# Perez leaving Kodak . . . finally.



## Tedski (Aug 3, 2013)

Good riddance to Antonio Perez, the man who destroyed Kodak.

Tweeted by financial writer Herb Greenberg:

Another member of my worst CEO list to bite the dust... Long overdue $ek http://usat.ly/15aEugC

Tedski

"Outside of a dog, a book is man's best friend. Inside a dog, it's too dark to read."-- G. Marx


----------



## Derrel (Aug 3, 2013)

Kodak has been down a long,long road to ruin under Perez. Not sure though how much of the responsibility rests with him though. From what I've read, the entire organization's management, at every level, always took a "We're better than the customers we have!" attitude. I've read some very damning stories,lengthy ones, about the mentality that led Kodak to try and create new fields of products to sell to NON-existent markets...thinking that by virtue of their sheer might, that they, _The Great and Omnipotent Kodak_, could somehow "create" markets that did not exist, or that were already served by more nimbler, better-established, more-responsive competitors.

But then again, the whole idea that printing could rescue Kodak seems to lie at numbnuts' feet...so...he surely did play a big part in the eventual descent in to bankruptcy. As I recall, at one time, Eastman Kodak was the fourth-largest private, non-defense industry employer in the USA. Or was that the second-largest? Or were they *the largest* non-defense private employer?


----------



## runnah (Aug 3, 2013)

Derrel said:


> The Great and Omnipotent Kodak



Sometimes old bear gets too fat and too old to stay innovative and competitive. 

Kodak wasn't the first nor will they be the last. Blaming one man for all the issues is just silly.


----------



## Designer (Aug 3, 2013)

Derrel said:


> _Kodak_, could somehow "create" markets that did not exist,



They did that once, and apparently adopted that mantra as their business model.


----------



## Overread (Aug 3, 2013)

Derrel said:


> Kodak has been down a long,long road to ruin under Perez. Not sure though how much of the responsibility rests with him though. From what I've read, the entire organization's management, at every level, always took a "We're better than the customers we have!" attitude.
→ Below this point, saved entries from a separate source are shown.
PR #279, opened 2019-10-17
Add async filtering to portfolios

Hyperkid123:
### Changes
- Added async filtering by name for portfolios
- Portfolios component is now function using hooks
- updated react-router-dom to be able to use router hooks

### Fixes
- fixed default count value for async pagination to 0
  - no longer shows 0 - 50 before the first API request is finished. Now its 0 - 0

### DIFF
--- a/src/smart-components/portfolio/portfolios.js
+++ b/src/smart-components/portfolio/portfolios.js
@@ -17,9 +17,9 @@ import createPortfolioToolbarSchema from '../../toolbar/schemas/portfolios-toolb
 import ContentGalleryEmptyState, { EmptyStatePrimaryAction } from '../../presentational-components/shared/content-gallery-empty-state';
 import asyncFormValidator from '../../utilities/async-form-validator';
 
-const debouncedFilter = asyncFormValidator((value, dispatch, filteringCallback) => {
+const debouncedFilter = asyncFormValidator((value, dispatch, filteringCallback, meta = defaultSettings) => {
   filteringCallback(true);
-  dispatch(fetchPortfolios(value, defaultSettings)).then(() => filteringCallback(false));
+  dispatch(fetchPortfolios(value, meta)).then(() => filteringCallback(false));
 }, 1000);
 
 const portfoliosRoutes = {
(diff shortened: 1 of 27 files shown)


src/smart-components/portfolio/portfolios.js
```diff
@@ -17,102 +15,90 @@ import { fetchPortfolios } from '../../redux/actions/portfolio-actions';
 import PortfolioCard from '../../presentational-components/portfolio/porfolio-card';
 import createPortfolioToolbarSchema from '../../toolbar/schemas/portfolios-toolbar.schema';
 import ContentGalleryEmptyState, { EmptyStatePrimaryAction } from '../../presentational-components/shared/content-gallery-empty-state';
+import asyncFormValidator from '../../utilities/async-form-validator';
+
+const debouncedFilter = asyncFormValidator((value, dispatch, filteringCallback) => {
+  filteringCallback(true);
+  dispatch(fetchPortfolios(value, defaultSettings)).then(() => filteringCallback(false));
```
lgalis: - any filtering will reset the pagination to the default options.
maybe use the pagination option here:
const debouncedFilter = asyncFormValidator((value, dispatch, filteringCallback, pagination) => {
  filteringCallback(true);
  dispatch(fetchPortfolios(value, pagination)).then(() => filteringCallback(false));
}, 1000);


and then:
-------
 const handleFilterItems = value => {
    stateDispatch({ type: 'setFilterValue', payload: value });
    debouncedFilter(value, dispatch, isFiltering => stateDispatch({ type: 'setFilteringFlag', payload: isFiltering }), meta);
  };

gmcculloug: @lgalis Is that the same as the bug I mentioned this morning? 
 https://projects.engineering.redhat.com/browse/SSP-630

Hyperkid123: @lgalis we can only send limit not offset. Offset has to be reset but you are right that limit can be kept.

Hyperkid123: > @lgalis Is that the same as the bug I mentioned this morning?
> https://projects.engineering.redhat.com/browse/SSP-630

It is the same.

Hyperkid123:
@lgalis @gmcculloug limit should be now kept when filtering.

src/smart-components/portfolio/portfolios.js
lgalis: @Hyperkid123 - sounds good.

I've read some very damning stories,lengthy ones, about the mentality that led Kodak to try and create new fields of products to sell to NON-existent markets...thinking that by virtue of their sheer might, that they, _The Great and Omnipotent Kodak_, could somehow "create" markets that did not exist, or that were already served by more nimbler, better-established, more-responsive competitors.
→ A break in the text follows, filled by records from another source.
PR #281, opened 2019-10-21
Removed isRequired from product description

syncrou:
Product description is not required via the `PortfolioItem` model https://github.com/ManageIQ/catalog-api/blob/master/app/models/portfolio_item.rb#L11 so removing the `isRequired` in the schema.

This depends on https://github.com/ManageIQ/catalog-api/pull/441

There is still more work to be done for the edits to fully work.
For any `patch` operation all `readOnly` params need to be stripped from the payload:
```
found unpermitted parameters: :id, :service_offering_source_ref, :service_offering_type, :portfolio_id
```

Product edits will work once https://github.com/ManageIQ/catalog-api/pull/441 is merged and the `readOnly` attributes are removed from the `patch` payload.

### DIFF
--- a/src/forms/edit-portfolio-item-form.schema.js
+++ b/src/forms/edit-portfolio-item-form.schema.js
@@ -11,9 +11,7 @@ const editPortfolioItemSchema = (loadWorkflows) => ({
   }, {
     component: componentTypes.TEXT_FIELD,
     name: 'description',
-    label: 'Description',
-    isRequired: true,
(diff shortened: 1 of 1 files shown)


Hyperkid123:
@syncrou `isRequired` is attribute that changes the component visuals. (that * in label). You also have to remove the validate attribute `validate: [{ type: validatorTypes.REQUIRED }]` from schema.

syncrou:
@Hyperkid123 please re review. I forgot about this one last week.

You can see other big companies doing the same thing like Microsoft with their Windows products. (honestly just who approved their marketing for the Xbox1 and who came up with the idea that Windows 8 interface was a good design choice _

Sadly these super companies that grow so big that they don't just dominate but almost fully control a large segment of the market all to themselves tend to end up going a bit nuts. I suspect its because the management ends up internally isolated from the actual customers - surrounded by too many yesmen and shareholders who they have to listen to as well as concerns more for profit and an expectation that the market will just follow them. It all adds up to a company that slowly (or quickly) loses its customer respect and connection and that fast leads to  problems.

Kodak had the added problem that in the span of only a handful of years the market when through a huge digital shift that stripped them of a vast amount of their income


----------



## Derrel (Aug 3, 2013)

I have to agree with overread--Kodak grew isolated from customers, and had too many yes men. ALSO, Kodak never really took FujiFilm "seriously"...but before too many years had passed, Fuji moved into the USA market,as well as Europe, and came to be a giant in film,world-wide.

We had a good thread about this back in December of 2012.   http://www.thephotoforum.com/forum/...oses-kodak-dead-photographic-community-2.html

Some articles that give an idea of the bankruptcy and some of the issues that caused it...

The Online Photographer: 20th-Century Giant Files for Chapter 11


The Online Photographer: The Digital Transition, 1994-2011


----------



## Overread (Aug 3, 2013)

From what I gather they were hit twice - first by not really jumping into the digital market fast enough but also by the fact that other companies suddenly cut away from them and stopped using Kodak products (ergo the film). The only way they could have saved themselves I think would have been to have either marketed film much more heavily to keep it in the market strong or to have pushed to get into sensor development so they could at least have preserved supply to the other big camera producers. 

I just hope they can downsize and remain viable to supply the niche market for film now or at the very least release the formulas for their film to the market if they go down fully so that other groups can setup and keep film alive and without losing decades of development of film technology.


----------



## Derrel (Aug 3, 2013)

Kodak did have a pretty good medium format sensor design and manufacturing/production business; they made sensors for a number of MF backs and imaging "solutions"...buuuut....there's not much money in MF sensor development, due to the lack of demand for MF cameras, world-wide. Kodak sold their sensor design and manufacturing division off before the bankruptcy. High-volume sensor makers like Sony are making money in sensor sales.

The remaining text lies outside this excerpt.